Further, there are a number of other points as well. The form of the loan agreement produced by the claimant as the original form of document has a reference number at the bottom and that reference number appears through the body of the terms of the agreement and it also appears as the same reference number on the signature page. Mr Aggatt suggested that this reference number is a generic reference number for loan agreements by Opus, but, as can be seen from examination of the loan agreement, although it may be based on standard terms, this one has been adapted in the sense that the particular loan amounts and the particular fee that has been charged and interest rates that have been imposed have been inserted, and this has been done not just as a space filling exercise, but a document has been produced so it looks as though it is a complete agreement. I do not find it credible at all that somehow this page with the same reference number could have been taken from some other agreement which would, on Mr Agat’s hypothesis, also bear the same reference number. Again I regard that suggestion as fanciful.
I should also say that it does seem to me to be a fairly ridiculous suggestion that a firm like Taylor Wessing would fabricate an agreement so as to advance this claim. I am sure that if there was no signed agreement in their possession they would say so. But the fact that that must be the case is supported, as I have indicated, by many other indications.
The e-mail exchanges between the parties leading up to the sending of this loan agreement by Mr Aggatt to Taylor Wessing also seems to me to demonstrate that the document must have been signed by Mr Aggatt. There is a series of e-mails. They start on 13 September 2007 where Mr Aggatt is saying that he would be happy to pay 3 per cent interest a month and a bonus after 18 months of, say, €100,000, and that was to encourage the claimants to lend him the £300,000, which he described as being a ‘black hole’ which they needed. That elicited a response from Mr Lavery saying: "Sounds fine to me", and saying that he would copy a colleague into the exchange so that the documentation could be produced. Mr Aggatt replied, still on 14 September, saying:
"That all sounds good to me, Andrew. I will leave the documentation in your capable hands."
The documentation did come forward on the 24th and that was then sent by Mr Lavery to Mr Aggatt. In an e-mail on 13 September Mr Lavery had said that the original documentation needed a few tweaks, so this was now ten days later when the documentation was sent. The documentation was sent at 20.27 on the 24th. Mr Aggatt immediately responded, saying he would read through and organise signatures, etc. and that "I am sure all will be fine. I will contact you tomorrow." Indeed the next day, on the 25th at 14.46, Mr Aggatt said:
"Hi Andrew, thanks for all the paperwork. It will be completed tomorrow. Do you need it posted or faxed or signed pages faxed and then all posted or both?"
It was obvious that the documentation was faxed and posted because that is what happened. There was nothing in those e-mails to suggest that the documentation would not be signed. As I have indicated, Mr Aggatt has said that when he faxed the loan agreement there was a covering letter explaining why it would not be signed, but again I find that in the context to be so fanciful that it can be rejected.

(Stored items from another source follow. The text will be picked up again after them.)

PR #1606, opened 2018-10-12
cascading decorator to remove children onDelete

smirnovaka:


src/foam/dao/OnDeleteRemoveChildrenDAO.js
```diff
@@ -0,0 +1,58 @@
+foam.CLASS({
+  package: 'foam.dao',
+  name: 'OnDeleteRemoveChildrenDAO',
```
kgrgreer: How about 'RemoveChildrenOnRemoveDAO' instead. Since the DAO method is called 'remove' not 'delete'.

src/foam/dao/OnDeleteRemoveChildrenDAO.js
```diff
@@ -0,0 +1,58 @@
...
+  extends: 'foam.dao.ProxyDAO',
+
+  javaImports: [
+    'foam.mlang.MLang'
+  ],
+
+  properties: [
```
kgrgreer: These properties are all stored in the Relationship. Shouldn't/couldn't we just use the Relationship instead?

src/foam/dao/RemoveChildrenOnRemoveDAO.js
```diff
@@ -0,0 +1,58 @@
+foam.CLASS({
+  package: 'foam.dao',
+  name: 'RemoveChildrenOnRemoveDAO',
+  extends: 'foam.dao.ProxyDAO',
+
+  javaImports: [
+    'foam.mlang.MLang'
```
kgrgreer: Could you change this to 'static foam.mlang.MLang.*' and then avoid having to prefix MLangs with MLang?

Mr Aggatt has made some criticisms of the loan agreement in its faxed form. It is quite right that we do not seem to have a page 1 on the document produced, but that does not seem to me to be material unless I was to be satisfied that there was a real prospect of the first page of that document explaining why it was not signed. But when one comes to look at the document itself one finds in fact that the faxed documents support the hypothesis that the agreement was signed. Mr Aggatt refers to page 2 of the loan agreement in its faxed form and says it bears no fax read-out, which is correct, although the pages do seem to be out of order and one does not know whether that page was faxed and the faxed printout did not read on it. Maybe that was the page 1. But, even if one assumes that that page was not included in the fax, that is not material.

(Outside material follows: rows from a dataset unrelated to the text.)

PR #1607, opened 2018-10-12
Fixed output JsonJ properly

minsunny:
https://github.com/nanoPayinc/NANOPAY/issues/3385

Fixed output Jsonj Properly by using the flag in json Outputter
Deleted the inner script UI in digWebAgent

### DIFF
--- a/src/foam/nanos/dig/DigWebAgent.java
+++ b/src/foam/nanos/dig/DigWebAgent.java
@@ -69,7 +69,7 @@ public class DigWebAgent
     try {
       if ( SafetyUtil.isEmpty(daoName) ) {
         resp.setContentType("text/html");
-        outputPage(x);
+
         // FIXME: Presently the dig UI doesn't have any way to submit/send a request.
         //   String url = "/#dig";
         //   try {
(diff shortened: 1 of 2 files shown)


src/foam/nanos/dig/DigWebAgent.java
```diff
@@ -295,27 +295,16 @@ public void execute(X x) {
             foam.lib.json.Outputter outputterJson = new foam.lib.json.Outputter(OutputterMode.NETWORK);
             List a = sink.getArray();
             String dataToString = "";
+            outputterJson.setOutputJsonj_(true);
 
             //resp.setContentType("application/json");
-            for ( int i = 0; i < a.size(); i++ ) {
+            for ( int i = 0 ; i < a.size() ; i++ )
```
jlhughes, line 301: Does this compile? looks like the for loop is missing the opening {
And is the space before ; part of our style guide?

minsunny: Yes, It is compiled successfully, I just followed this our guide line below.

https://github.com/foam-framework/foam/wiki/FOAM2-Style-Guidelines
----------------------------------------------------------

One-statement if, while, and for statements that fit in less than 80 characters, do not need braces.
if ( ! found ) return false;

for ( var i = 0 ; i < a.length ; i++ ) a[i] = '';

jlhughes (approved):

His critical point was on the signature page. When one looks at the fax printout it is apparent that a further fax was sent two minutes after the loan agreement had been sent because the last page of the loan agreement, other than the signature page, has as a fax printout 2.12pm on 26 September and the signature page is at 2.14pm and is said to be page 1. Further, it cannot be the guarantee that this fax formed part of because that fax did not start until 2.25pm. So what appears to have happened is that a single page was sent at 2.14pm.

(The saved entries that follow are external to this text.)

PR #445, opened 2024-07-09
Triton Support

tapansstardog:
**Triton Support** 
- This branch contains the changes being done for Triton support. With these changes, portkey can now call Triton host. 

- The implementation is based on Ollama changes in the code.

**Description:**
Following is the sample configuration that we need to pass in order to call the Triton server running on `http://triton-host/v2/models/<model_name>`

```
{
  "strategy": {
      "mode": "fallback"
  },
  "targets": [
      {
        "provider": "triton",
        "custom_host": "http://triton-host/v2/models/<model_name>"
        "api_key": "empty"
      },
      {
        "provider": "together-ai",
        "model": "codellama/CodeLlama-34b-Instruct-hf",
         "api_key": "together_key"
      }
  ]
}
```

Mr Aggatt said that what appears as a faxed copy of the signature page is in fact a cut and paste job that somebody has concocted to make it look as though it has been faxed. He says that there are square lines around the document and that, although the signature typescript is further down the page, somehow the reference number is at the bottom. None of those points seem to me to be valid points on the face of the document. It is quite apparent that the version of the signature page is a scaled down version of it, which explains why the reference number appears at the bottom. It is not unusual to have faxed pages appearing in various guises because what appears at the end, the claimant's end, will depend on what happens to the document when it is put through the machine at the other end, and there is nothing in the appearance of the document that causes me even to begin to suspect that this is a concocted document, but I am reinforced in that conclusion by the many surrounding factors which seem to me to make it obvious that Mr Aggatt did sign this document.
As I have indicated already, the most telling point is that it is only today for the first time that Mr Aggatt has asserted that the document was not signed and, with respect to him, I am not satisfied that he has even produced any reason that could begin to be persuasive as to why the document would not be signed.
For all the reasons I have given, I am quite satisfied that the claimant is entitled to summary judgment in this case and I am quite satisfied that Mr Aggatt did sign this loan agreement and that the suggestion that he did not sign it has no real prospect of success. I should finally also record, and this is part of my reasons for reaching my conclusion which I omitted to mention in the list, that in response to Mr Aggatt's assertion that the loan agreement was not signed, Mr Rothschild was able to produce a copy of minutes of a meeting of a board of directors of Arca Homes, held in 2007, and this is dated 10 October 2007. It is a form of minutes which Mr Aggatt says was drafted for Arca Homes, the first defendant, by Opus, and it does look as though it was as it has a reference number similar to the loan agreement on it. But, nonetheless, this document was signed by Mr Aggatt and it includes the following paragraph:
"It was reported that the company had negotiated a secured loan facility for £300,000 ('the Facility') with Opus Property Finance Limited for the purpose of part funding of the purchase price of a property located in Portugal. A copy of the loan agreement dated 26 September 2007, under which the Facility was made available, was produced to the meeting."
I find it again incredible that Mr Aggatt could have signed those minutes, or indeed that the claimant would have even attempted to get the company to sign and approved those minutes if everybody had known that the loan agreement had been returned unsigned and had been returned unsigned for some particular reason. So for that reason also I have reached the conclusion that there is no real prospect of the defendant successfully defending this action and the claimant is entitled to summary judgment.
As to the sums claimed by the claimant, I have considered the terms of the agreement and, although the interest rate seems very high, I was reminded by Mr Rothschild that the period of the loan was supposed to be for not more than 90 days and I am also comforted by the fact that the e-mail exchanges leading up to the agreement show that Mr Aggatt had expressly stated that he would be happy to pay 3 per cent interest a month and a bonus after 18 months of €100,000, no doubt because he was so desperate for the money. So, in my judgment, the claimant is entitled to the sums claimed and that can be recorded in a formal order.